What you will do
Provide the material again, with every line intact and exact.

Given data
Issue #428, opened 2019-05-28
[Feature Request] Authenticate Vault provider via approle instead of token


jtcressy:
I'm just shooting this out here to determine the value-add of such a feature.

Result of this exercise
Issue #428, opened 2019-05-28
[Feature Request] Authenticate Vault provider via approle instead of token


jtcressy:
I'm just shooting this out here to determine the value-add of such a feature.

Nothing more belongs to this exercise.